Innovation != "bring a technology to life" (take it to market), its
proving/crafting something truly novel.

Whether it makes it to wider usage doesn't make it any less novel, nor does
successfully selling non-novel ideas at scale make that success any less
valuable. I simply refuse to conflate the two.

------
gdsf34dfsg
This is a crazy thing to be saying at a time when everyone is questioning the
price and performance of Surface.

Don't get me wrong. Surface looks good. But what is the impression after a
week of use? Does the cheaper model compete effectively with the $400 iPad2?
Does the more expensive model compete with an Ultrabook?

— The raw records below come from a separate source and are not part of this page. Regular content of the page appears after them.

PR #1006, opened 2017-01-28
Fix adb-logcat metadata regex for 5-digit decTID

fcFn:
If decTID is 5-digit (which doesn't happen very often), metadata will not be parsed:
```
[ 01-28 14:59:27.633  3211:15223 I/ReactNativeJS ]
```


matthewwithanm:
@fcFn Thanks so much for doing this! Is there any chance we could get a tiny test to make sure we don't regress?

fcFn:
Will updating the formats and associated tid test be enough? 

Or should I add another test just for 5-digit tid?

matthewwithanm:
@fcFn Thanks!!

PR #1012, opened 2017-02-02
Add support for project-wide C++ compilation flags for libclang

### LINKED ISSUE #916: Clang system headers are not included by default
### Issue and Steps to Reproduce
I get errors reported in diagnostics that I do not see when I compile the file in the shell using the command from my compile_commands.json.  Is there some what to verify the compiler command line being used?  I checked in the /tmp/nuclide-*-logs/nuclide.log, but the details are not there.  I see some results in /tmp/nuclide*/clang/, but still no hint as to what the used switches are.

### Expected Behavior
Clang compile should use the commands found in compile_commands.json at the top of the project.  Errors reported to Diagnostics should match what I see on the commandline console.

### Actual Behavior
Different errors are reported which suggest the wrong --std switch is used, wrong include files are found, etc.

### Versions
* Atom: 1.12.6
* Nuclide: 0.186.0
* Client OS: Ubuntu 16.10
* Server OS (optional): N/A
* libclang: /usr/lib/llvm-3.8/lib/libclang.so

### Additional Details
* Installed packages (`apm ls --installed`):
Community Packages (12) /home/phord/.atom/packages
├── haskell-grammar@0.4.0
├── highlight-selected@0.11.2
├── language-babel@2.48.5
├── language-ini@1.17.0
├── language-ocaml@1.1.2
├── language-swift@0.5.0
├── language-thrift@1.0.2
├── merge-conflicts@1.4.4
├── nuclide@0.186.0
├── nuclide-format-js@0.0.36
├── sort-lines@0.14.0
└── tool-bar@1.0.1

└── (empty)

Outline seems to work now, but autocomplete and "goto" do not seem right at all.
In Nuclide-clang I have all the checkmarks unchecked:
   [ ]  Enable diagnostics with default flags
   [ ]  Enable default compilation flags

*Edit: add libclang.so version*

AlexTalks:
Close #916 

This adds support for providing a `.nuclide_clang_config.json` file in the project root, in which compilation flags and include paths needed for libclang (such as system header include paths) can be provided.  In this file can be provided `extra_compiler_flags` (flags to include for each translation unit), and  `ignored_compiler_flags` (flags to filter out for each translation unit).


AlexTalks:
@hansonw I figure you're the right person to notify about this?

hansonw:
Nice, this is cool! I'm a bit reluctant to add a one-off configuration file for this (ideally Nuclide should have one definitive file for project-level configuration), but since we don't yet have a plan for that I'm happy to take this for now. Just keep in mind that if we ever create a `.nucliderc` or similar we will probably migrate this over :)

cc @a20012251, this may be useful for what you're working on too

I'll find some time to review the code in detail, but some bikeshedding first ;)

- Maybe we should make the file 'hidden', as is the standard for most configuration files. Perhaps also make the naming a bit more generic, i.e. `.nuclide_clang_config.json`.
- I think it's a bit redundant to have both extra flags and extra includes, when one is a special case of the other. Plus this adds ambiguity in terms of the ordering. Can we just let people add the `-isystem` to their flags manually to simplify the API?
- `copts` and `nocopts` are a bit cryptic. How about `extra_flags` and `exclude_flags`?

So in summary the file would look like `{"extra_flags": [...], "exclude_flags": [...]}`.

AlexTalks:
@hansonw sure!  sounds reasonable about moving to a standard `.nucliderc` at some point.

As for the naming, I tried to follow conventions set by Buck and Bazel, though Buck doesn't have the `nocopts` feature so I stuck with Bazel's naming.  In keeping more in line with Buck's naming however, I could just use `{ "compiler_flags": [..], "exclude_compiler_flags": [..] }` if that makes more sense.

pkg/nuclide-clang-rpc/lib/ClangFlagsManager.js
```diff
@@ -200,6 +211,33 @@ export default class ClangFlagsManager {
...
+    }
+
+    if (projectFlags == null) {
+      return originalFlags;
+    }
+
+    const extraCompilerFlags = projectFlags.extraCompilerFlags.flags || [];
+    const ignoredCompilerFlags = projectFlags.ignoredCompilerFlags.flags || [];
+
+    let finalFlags = originalFlags.slice(0);
```
hansonw: Nitpick: the slice is unnecessary. we can write this block in the functional style:

```
return originalFlags
  .filter(flag => ignoredCompilerFlags.indexOf(flag) === -1)
  .concat(extraCompilerFlags);
```

pkg/nuclide-clang-rpc/lib/ClangFlagsManager.js
```diff
@@ -200,6 +211,33 @@ export default class ClangFlagsManager {
...
+    if (projectFlagsDir != null) {
+      const projectFlagsFile = nuclideUri.join(projectFlagsDir, PROJECT_CLANG_FLAGS_FILE);
+      projectFlags = await this._loadProjectCompilerFlags(projectFlagsFile);
+    }
+
+    if (projectFlags == null) {
+      return originalFlags;
+    }
+
+    const extraCompilerFlags = projectFlags.extraCompilerFlags.flags || [];
```
hansonw: After changing these to plain arrays the `|| []` should be unnecessary

hansonw:
Actually I see in your code that you already used `extraCompilerFlags` and `ignoredCompilerFlags`.. I like those, so let's be consistent? `{"extra_compiler_flags": [], "ignored_compiler_flags": []}` then

pkg/nuclide-clang-rpc/lib/ClangFlagsManager.js
```diff
@@ -266,6 +304,34 @@ export default class ClangFlagsManager {
...
+      return this._clangProjectFlags;
+    }
+
+    let result = null;
+    try {
+      const contents = await fsPromise.readFile(flagsFile, 'utf8');
+      const data = JSON.parse(contents);
+      invariant(data instanceof Object);
+      const {copts, nocopts, includes} = data;
+      const extraCompilerFlags = {flags: [], rawData: null, flagsFile};
```
hansonw: As mentioned above, I'd just leave these as the raw arrays.
Also it's probably a good idea to make these fields optional, so make sure you handle the case where they're null.

pkg/nuclide-clang-rpc/lib/ClangFlagsManager.js
```diff
@@ -266,6 +304,34 @@ export default class ClangFlagsManager {
     return null;
   }
 
+  async _loadProjectCompilerFlags(flagsFile: string): Promise<?ClangProjectFlags> {
+    if (this._clangProjectFlags != null) {
```
hansonw: As mentioned above, you need to look this up by `flagsFile`. And you need to cache the promise- see the `getFlagsForSrc` cached vs impl pattern above

pkg/nuclide-clang-rpc/spec/ClangFlagsManager-spec.js
```diff
@@ -233,6 +243,37 @@ describe('ClangFlagsManager', () => {
     });
   });
 
+  it('gets project flags in addition to compilation database flags', () => {
+    waitsForPromise(async () => {
+      const sampleJsonFile = nuclideUri.join(__dirname, 'fixtures',
+        'nuclide_clang_flags.json.sample');
+      const tmpJsonFile = nuclideUri.join(__dirname, 'fixtures', 'nuclide_clang_flags.json');
```
hansonw: Let's use a real temporary directory for this test. We have a `copyFixture` utility (see https://github.com/facebook/nuclide/blob/648d770f3f58794dbdcfa1b0d9ccf6ae484e1581/spec/clang-refactor-integration-spec.js#L25), so let's copy out the fixtures directory. The temporary directory will be automatically cleaned up so no need for the manual `afterEach` either :)

hansonw (changes requested):
Looks good overall!

AlexTalks:
@hansonw thanks for the feedback!  will fix up your comments and push another commit.

pkg/nuclide-clang-rpc/lib/ClangFlagsManager.js
```diff
@@ -90,19 +97,22 @@ export default class ClangFlagsManager {
   _compilationDatabases: Map<string, Map<string, ClangFlags>>;
   _realpathCache: Object;
   _pathToFlags: Map<string, Promise<?ClangFlags>>;
+  _clangProjectFlags: ?ClangProjectFlags;
```
AlexTalks: good to know.  I didn't realize how that worked, but of course that makes sense.

AlexTalks:
@hansonw added the commit.  I'm not sure if @facebook-github-bot expects us to have amended our earlier commits, or have pushed a new commit?  (Also I somewhat assume that arcanist actually squashes the PR before merge or something)

hansonw:
Good stuff, thanks! Yeah our GitHub -> Phabricator flow will squash all your commits and close this PR. Just going to pass it through internal review first

a20012251:
very nice :) We might use it for our project

janosimas:
Is it already in last nuclide release?
any docs or example on how to crete the config file?

hansonw:
Yes this is in v0.204! Check the PR for docs (the C++ docs section was updated)

janosimas:
Hi, I did some tests and couldn't get it to work.

I included -stdlib=libc++ in .nuclide_clang_config.json but the diagnostic still cant find the stdlib.
any tips?

AlexTalks:
@janosimas an easy way to check it to see the running instances of `clang_server.py` and see what flags it is using for each translation unit.  For me I needed to make sure that the actual paths of the system header files were passed in through `-isystem` include flags.

janosimas:
@AlexTalks I'm doing some tests here but if I use the flags of the running instance of  the clang_server.py I can compile the file with no warning or error.
Is the clang_server.py behavior different from the clang?

hansonw:
@janosimas have you seen https://github.com/facebook/nuclide/issues/916? libclang seems to be unaware of the default system header location, so you have to extract them via `clang -### -c <file>`

janosimas:
After some sweating it worked, for some reason using -isystem for the gcc stdlib didn't work.
I has to install clang stdlib, set -stdlib=libc++ and isystem clangs include folders.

Really. Innovation is about competitiveness as much as ideas. And if the
Surface is over priced without being as useful, then Ballmer's comments are
embarrassing.

------
pohl
Microsoft has a sordid history with the word 'innovate'. Reading this gave me
flashbacks to the days where they were trying to control the narrative
regarding to their conflict with the DoJ. If only the verb form 'innovate' had
some synonyms. Then they could say "Apple won't out-Garde the Avant on our
watch" instead. Or something.

------
DannyBee
So i guess this means they are going to move out of computers and start making
hamburgers or something?

Since, of course, there is a near 0% chance of them not being out-innovated by
apple in every field in which they compete.

------
MaysonL
Horace Dediu has a perfect takedown, showing the timeline:
[http://www.asymco.com/2012/07/10/the-poetry-of-steve-
ballmer...](http://www.asymco.com/2012/07/10/the-poetry-of-steve-ballmer/)

------
yen223
Ballmer could be right. If iOS 6 or the most recent MacBook lineup is any
indication, Apple seemed to have pulled the brakes on innovation.

------
teeja
Oh yes they will.

------
moron
That's weird, I thought the standard line on Apple was that they _don't_
innovate, they just take existing product ideas and make them "pretty". And
then sheeple like me buy them because we're gullible and stupid.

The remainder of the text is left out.